# I can't stop thinking about hurting myself



## StoryLover (Sep 10, 2012)

I've never cut, but I've self-harmed in less extreme ways over the years (cutting off circulation, biting different parts of my mouth, digging my nails into my skin, etc.) I try not to do any of that, but lately, I've been tempted to, and to cut. I keep thinking about smoking and cutting despite never doing either. I just want to punish myself for being so different from everyone else.

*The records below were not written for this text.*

PR #874, opened 2026-08-10
Bounds-check client-supplied walk steps against the terrain grid

mrallanodreman:
Second of the two pieces from the #867 review, standalone on top of current
master and independent of the re-entrancy guard PR.

## Change

`GetWalkableStepCount` (used by `WalkToAsync`) indexes `terrain.WalkMap` with
coordinates taken directly from the client's walk request. This guards the access
with the grid dimensions and treats an out-of-bounds step as non-walkable,
truncating the path at that step rather than indexing past the terrain grid.

## Honest scope note

On master `Point` is `record struct Point(byte X, byte Y)` and `WalkMap` is
`[256, 256]`, so the index cannot currently exceed the bounds — this is defensive
hardening, not a live bug fix. I'm sending it as its own PR (per your review)
rather than folding it into the large-map proposal. Completely fine to close it if
you'd rather not carry a guard that's unreachable today; it becomes load-bearing
the moment coordinate widths change.

### DIFF
--- a/src/GameLogic/Player.cs
+++ b/src/GameLogic/Player.cs
@@ -1668,8 +1668,14 @@ public class Player : AsyncDisposable, IBucketMapObserver, IAttackable, IAttacke
         for (var index = 0; index < steps.Length; index++)
         {
             var target = steps[index].To;
-            if (!terrain.WalkMap[target.X, target.Y])
+            if (target.X >= terrain.WalkMap.GetLength(0)
+                || target.Y >= terrain.WalkMap.GetLength(1)
+                || !terrain.WalkMap[target.X, target.Y])
             {
+                // Treat an out-of-bounds step as non-walkable instead of indexing past
+                // the terrain grid. With today's byte-sized coordinates on a 256x256 grid
+                // this is unreachable, but it keeps the client-supplied path from indexing
+                // the map out of range once coordinate widths change.
                 return index;
             }
         }


src/GameLogic/Player.cs
```diff
@@ -1668,8 +1668,14 @@ private static int GetWalkableStepCount(GameMapTerrain terrain, ReadOnlySpan<Wal
         for (var index = 0; index < steps.Length; index++)
         {
             var target = steps[index].To;
-            if (!terrain.WalkMap[target.X, target.Y])
+            if (target.X >= terrain.WalkMap.GetLength(0)
+                || target.Y >= terrain.WalkMap.GetLength(1)
+                || !terrain.WalkMap[target.X, target.Y])
```
sven-n, line 1673: If this does get kept, two mechanical notes:

**`GetLength(0)`/`GetLength(1)` per iteration.** This is per walk-step, per walk packet, per player. `GetLength(int)` on a multi-dimensional array isn't an intrinsic the way `Array.Length` is, and the JIT won't reliably hoist it out of the loop here. Hoisting both into locals before the loop, or exposing the size from `GameMapTerrain` (it already has `private const int MapSize = 256` at GameMapTerrain.cs:18), avoids paying it 15+ times per packet for a check that is currently constant-false.

**Comparison is provably false today.** `target.X` is a `byte` widened to `int`, so `>= 256` cannot hold. That's your point in the description, but it also means neither branch of this condition is exercised by any test or runtime path — it's code that can only ever be validated by reading it.

---

sven-n (commented):
Reviewed against `master` at 8919944. Confirming your scope note, and adding three points that I think push this further toward "close it" than the description does — but that's @sven-n's call, not mine.

## Confirming the unreachability

`Point` is `record struct Point(byte X, byte Y)` (Pathfinding/Point.cs:15) and `WalkMap` is `new bool[MapSize, MapSize]` with `MapSize = 256` (GameMapTerrain.cs:18,66). `byte` maxes at 255, so both new conditions are constant-false. Agreed, no live bug.

## It isn't memory-safety hardening

The framing in the description — "indexing past the terrain grid" — is worth correcting, because it changes how the trade-off reads. `bool[,]` indexing in .NET is bounds-checked by the runtime; an out-of-range index throws `IndexOutOfRangeException`, it does not read past the array. So there's no unsafe read being prevented here.

What the patch actually does is convert a hypothetical loud exception into a silent path truncation. That's arguably the *less* desirable failure mode: if coordinate widths ever widen and something starts feeding out-of-range steps, an exception names the bug immediately, whereas a truncated walk just looks like a player rubber-banding for no reason. If the goal is future-proofing, a `Debug.Assert` — which fails loudly in dev and vanishes in release — gets the intent across without changing production behaviour.

## Guarding one call site of ~20 is a false signal

`WalkMap` is indexed in roughly twenty places, and this is far from the only one reachable from client input:

- `WizardTeleportAction.cs:39,65` — client-supplied teleport target
- `DropItemAction.cs:28` — client-supplied drop coordinates
- `TwistingSlashMasterySkillPlugIn.cs:47`, `PollutionSkillPlugIn.cs:47`, `EarthShakeSkillPlugIn.cs:45`, `SummonPartySkillPlugin.cs:116` — skill targets
- `Player.cs:965` — the safezone check in `ClientReadyAfterMapChangeAsync`
- `GuardIntelligence.cs:34`, `NonPlayerCharacter.cs:230`, `ChaosCastleContext.cs:478`, `GameMap.cs:279`, `MovementHandler.cs:105`, `BotNavigator.cs:1808`

If `Point` ever widens past `byte`, every one of these needs attention, and the real fix is upstream anyway: `WalkMap` would have to be sized from the map definition rather than a hardcoded 256, at which point a bounds check derived from the array is the natural consequence of that change, not a precursor to it. Hardening one of twenty sites now mostly risks giving a future reader the impression this area was audited.

## Suggestion

My read: close this one. The scenario it protects against is a coordinate-width change that would require a coordinated pass over `GameMapTerrain` and every consumer, and this guard wouldn't meaningfully shorten that work. If you'd rather leave a marker for that future change, a comment on `GameMapTerrain.WalkMap` noting the `byte`-coordinate assumption would age better than a runtime check that can never fire — and it would be visible to everyone touching the other nineteen sites, not just this one.

Left a couple of mechanical notes inline in case it's kept anyway. Either way, splitting it out rather than folding it into the large-map PR was the right call — it made this easy to evaluate on its own terms.

---

mrallanodreman:
Thanks for the detailed review — the reasoning holds up and I'm closing this.

Your first point settles it for `master`: with `Point` declared as `(byte X, byte Y)` and `WalkMap` allocated as `bool[256, 256]`, both new conditions are provably constant-false. Dead code here.

The second point is the one the description got wrong, and it's worth stating plainly: `bool[,]` indexing is bounds-checked by the runtime, so there was never an unsafe read to prevent. What the patch actually did was convert a loud `IndexOutOfRangeException` into a silently truncated path — and a player rubber-banding for no visible reason is far harder to trace than a stack trace naming the exact call site. That's a worse failure mode, and calling it hardening was misleading.

The third point is fair too. Guarding one of the ~20 `WalkMap` index sites reachable from client input suggests the area was audited when it wasn't.

On where the real fix lives:

> `WalkMap` would have to be sized from the map definition rather than a hardcoded 256, at which point a bounds check derived from the array is the natural consequence of that change, not a precursor to it.

That's exactly right, and it explains where this patch came from: it was extracted from a branch where `GameMapTerrain` already allocates `WalkMap` from the map definition and `Point` carries `ushort`. In that context the same check stops being dead code — but as you say, it only makes sense as a consequence of the sizing change, not ahead of it. Sending it on its own made it look like standalone hardening, which it wasn't. That's the design sketched in #875, whenever there's time for it.

Closing. Thanks for taking the time to trace it properly.

Issue #875, opened 2026-08-10
Design proposal: opt-in support for maps larger than 256×256


mrallanodreman:
# Design proposal: opt-in support for maps larger than 256×256

Hi @sven-n, and thank you — both for OpenMU itself and for the unusually
detailed review on #867. You were right on every count, and I want to start by
owning the mistake: I opened that PR far too early, as one big lump, before I
understood how a change like this should enter the project. Your feedback gave me
the map I was missing. So this is me stepping back and doing it the right way —
opening the design conversation first, before any more code.

I'm closing/leaving #867 aside as you suggested and splitting the useful parts
out (see "Immediate small PRs" below).

And honestly — I'm genuinely excited to share where this got to. We got large maps
**actually rendering in the client**, terrain **height sculpting** working, and it
looks great in-game. That's the part I want to put in front of the community: not a
promise, but something that already runs.

## The goal

Let servers **opt in** to maps larger than the current fixed 256×256 grid, so
map makers can finally build spaces the classic client never could — bigger
continents, raid zones, event arenas, sculpted terrain with real elevation —
without changing anything for the 99% of servers that stay on 256×256. This opens
a whole new canvas for map makers, and the exciting part is we've already seen it
work end to end: server → protocol → client → rendered on screen.

Why this is worth a design discussion rather than just a feature flag: coordinates
are 8-bit across the whole stack, so "bigger maps" touches the data model, the
terrain loader, the wire protocol, the pathfinding, and the tools. It has to be
done as a sequence of reviewable, backward-compatible steps, not one PR.

## The client story (the part #867 was missing)

You correctly pointed out that no stock client can use any of this, which is what
makes an out-of-tree protocol dialect unmaintainable for OpenMU. That gap is real,
and here's how I'd like to close it so the server side has a legitimate consumer:

- **An open client — and it's already public.** We maintain
  [**LinuxMu**](https://github.com/mrallanodreman/LinuxMu), a fork of the Season 6
  client (based on the [MuMain](https://github.com/sven-n/MuMain) sources) that runs
  against OpenMU on Linux and Windows, and large maps render in it today. It's out
  in the open, not a private binary only we can build — it lives on
  [`main`](https://github.com/mrallanodreman/LinuxMu), and you can read the entire
  client-side change in this
  [full diff](https://github.com/mrallanodreman/LinuxMu/commit/25e7e70343a99b2ec9b297b2b7a46478574c38d6).
[...]

PR #876, opened 2026-08-10
feat: global map coordinates for large maps (512x512+)

mrallanodreman:
Implements Global packet variants (C1:D5 walk, C3:CC teleport, C3:CD gate, C3:CE area-skill, C3:CF drop-item, C2:x:D0 scope/S2C variants) so that maps > 256x256 work end-to-end: server pathfinding, persistence, spawn placement, warp/gate, and client rendering.

Key changes:
- : size derived from sqrt(data.Length), arrays dynamically sized
- /: runtime grid dimensions, no byte.MaxValue limits
- : takes mapSize parameter
- Player coords serialized as ushort throughout (EF migration included)
- NPC spawn validation respects terrain bounds
- Walk, teleport, map-change, scope, respawn all use Global packets when coords > 255

Runtime verified: movement 254→256→511→0, teleport, warp index 0/2, gate, spawn center.
Hito 512 achieved — see mu-spec/MILESTONE-512.md for full validation.


mrallanodreman:
Closing this — it shouldn't have been opened, and that's on me.

This is the same branch as #867, which you closed on design grounds, not because of the
defect list. Re-sending it (and larger) ignores what you actually asked for. Sorry for
the noise.

The right place for this discussion is #875, where I wrote up the design proposal and the
phased plan starting with the data model and terrain-size handling, with no behaviour
change at 256x256. I'll wait for your thoughts there instead of pushing code ahead of it.

#873 and #874 stay open as the small, independent pieces you said you'd look at separately.

PR #547, opened 2017-02-06
don't generate system table entity

YaungOu:


NetworKKnighT:
I also wanted to create a pull request on this issue.

I don't know it is a bug or feature, but Mysql.Data assembly does not filter views by database name and returns all views for all databases on current server. It leads to T4 Templates for Mysql does not work correctly. I suggest to use restrictions and the GetTables method in MySqlSchemaProvider class  will be:
```C#
protected override List<TableInfo> GetTables(DataConnection dataConnection)
{
	// restrictions: TABLE_CATALOG, TABLE_SCHEMA, TABLE_NAME
	var restrictions = string.IsNullOrEmpty(dataConnection.Connection.Database) ? null : new [] { null, dataConnection.Connection.Database };

	var tables = ((DbConnection)dataConnection.Connection).GetSchema("Tables");
	var views  = ((DbConnection)dataConnection.Connection).GetSchema("Views", restrictions);

	return
		(
			from t in tables.AsEnumerable()
			let catalog = t.Field<string>("TABLE_SCHEMA")
			let name    = t.Field<string>("TABLE_NAME")
			select new TableInfo
			{
				TableID         = catalog + ".." + name,
				CatalogName     = catalog,
				SchemaName      = "",
				TableName       = name,
				IsDefaultSchema = true,
				IsView          = false,
			}
		).Concat(
			from t in views.AsEnumerable()
			let catalog = t.Field<string>("TABLE_SCHEMA")
			let name    = t.Field<string>("TABLE_NAME")
			select new TableInfo
			{
				TableID         = catalog + ".." + name,
				CatalogName     = catalog,
				SchemaName      = "",
				TableName       = name,
				IsDefaultSchema = true,
				IsView          = true,
			}
		).ToList();
}
```

YaungOu:
@NetworKKnighT good idea

sdanyliv:
Why do not use
GetSchemaOptions.ExcludedSchemas?
It's from documentation https://github.com/linq2db/t4models

NetworKKnighT:
As I said, the Mysql.Data assembly returns all views for all databases on current server. What if I have dozens of databases? And the point is that the Mysql.Data has a different behavior for tables and views. For tables, it returns the data filtered by database name.

sdanyliv:
My comment is related to thi pull request. It looks unnecessary if it is needed only for T4 generation.

NetworKKnighT:
Using GetSchemaOptions.ExcludedSchemas does not work, because the database name is contained in CatalogName property rather than SchemaName.

ili:
Actually merged.
Now system tables should not be generated. Also views issue fixed, thanks to @NetworKKnighT :)
[GetSchemaOptions.IncludedCatalogs and ExcludedCatalogs](https://github.com/linq2db/linq2db/blob/3d57331ff7e45414e5cfbf7d0539ede6fd0119d7/Source/SchemaProvider/GetSchemaOptions.cs#L13) added, so now you can apply filtering also by `CatalogName` :)

PR #550, opened 2017-02-07
Possible fix for #498

sdanyliv:
@igor-tkachev, another fix that needs your support.
I have not found any source history, even in BLToolkit, why this part of code was introduced,

In #498 introduced Association with CanBeNull = false. After grouping join become not weak and duplicate is not removed later.

### DIFF
--- a/Source/Linq/Builder/GroupByBuilder.cs
+++ b/Source/Linq/Builder/GroupByBuilder.cs
@@ -80,16 +80,6 @@ namespace LinqToDB.Linq.Builder
 			foreach (var sql in groupSql)
 				sequence.SelectQuery.GroupBy.Expr(sql.Sql);
 
-			new QueryVisitor().Visit(sequence.SelectQuery.From, e =>
-			{
-				if (e.ElementType == QueryElementType.JoinedTable)
-				{
-					var jt = (SelectQuery.JoinedTable)e;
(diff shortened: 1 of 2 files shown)


jogibear9988:
What does the "Weak" Property on a JoinedTable mean?

sdanyliv:
As i suppose this notifies optmizator that if there is no dependencies on this join (projections, etc.) - it can be removed. This technique widely used for Associations.

jogibear9988:
But shouldn't the SQL Code Gen also work is a join is not weak, so #498 should also work without removing this code?

(Does not mean that that code should not be removed if it leads to doubled joins)

sdanyliv:
I don't clearly understand your comment. I've removed small piece of code that makes Weak INNER JOIN to become strong. Why only INNER and why it is introduced ni GroupByBuilder - that's is the question. Looking for the sample that can break my fix.

jogibear9988:
Why does your change make a join strong? You removed code wich sets weak to false!

sdanyliv:
Hm, my change removed weak to strong conversion. That is what i've written in previous comment.

jogibear9988:
seems igor removed the code (commented out), so this is fixed?

sdanyliv:
@ili, i think Igor already committed fix https://github.com/linq2db/linq2db/commit/cb853e67bc1613c3b8493ead2f240d486876f09a

Issue #75, opened 2014-04-30
Invalid column index.


jack128:
Unit test     

``` C#
   [Test, DataContextSource]
        public void InvalidColumnIndex(string context)
        {
            using (var db = GetDataContext(context))
            {
                var childs = db.Child.Select(c => new 
                {
                    Child = c,
                    HasChildren = db.Child.Any(c2 => c2.ParentID == c.ChildID)
                });
                childs =
                    from child in childs
                    join parent in db.Parent on child.Child.ParentID equals parent.ParentID
                    where parent.Value1 == 1
                    select child;
                Assert.That(childs.ToList().Count, Is.GreaterThan(0));
            }
        }
```

generated sql

``` sql
SELECT
    child.ParentID as ParentID1,
    child.ChildID as ChildID1 -- "HasChildren" is not selected in query
FROM
    (
        SELECT
            c.ParentID,
            c.ChildID,
            CASE WHEN EXISTS(
                SELECT
                    *
                FROM
                    Child c2
                WHERE
                    c2.ParentID = c.ChildID
            ) THEN 1 ELSE 0 END as c1
        FROM
            Child c
    ) child
        INNER JOIN Parent parent ON child.ParentID = parent.ParentID
WHERE
    parent.Value1 = 1
```

jogibear9988:
#479 is a test for this

jogibear9988:
maybe anyone has a clue how to fix?

jogibear9988:
close?

ili:
Yes :) 
and released in [1.7.6](https://github.com/linq2db/linq2db/releases/tag/Release.1.7.6)

PR #556, opened 2017-02-15
Possible fix for #75

sdanyliv:
Fix for issue #75

I've found that for sub-queries is not called function ConvertToParentIndex which registers such kind of columns in parent query.
@igor-tkachev, please review this pull request.


ili:
It fails for SqlCe on my machine. Working on it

I know it's a terrible idea, and I've stopped myself so far, but I'm scared I might slip. What should I do?


----------



## Brasilia (Aug 23, 2012)

Hello,

Although I've never cut myself, at one time when I when I was about 16 I used to starve myself as a form of 'punishment' like you say, not because I wanted to lose weight! But rather to hurt myself, so I know how your feeling.

Eventually I got over it, I'm not sure why but I feel like a happier person than before, maybe this has helped.

If you think about it there are many ways of relieving stress and releasing all that frustration and hurt you feel inside. For example, sometimes when I am so fed up I go to my room and start beating the carp out of my pillow, and I'm not ashamed to say that, because it's healthier that hurting others or yourself. Once I even started painting, that really helped me express myself through a more peaceful means.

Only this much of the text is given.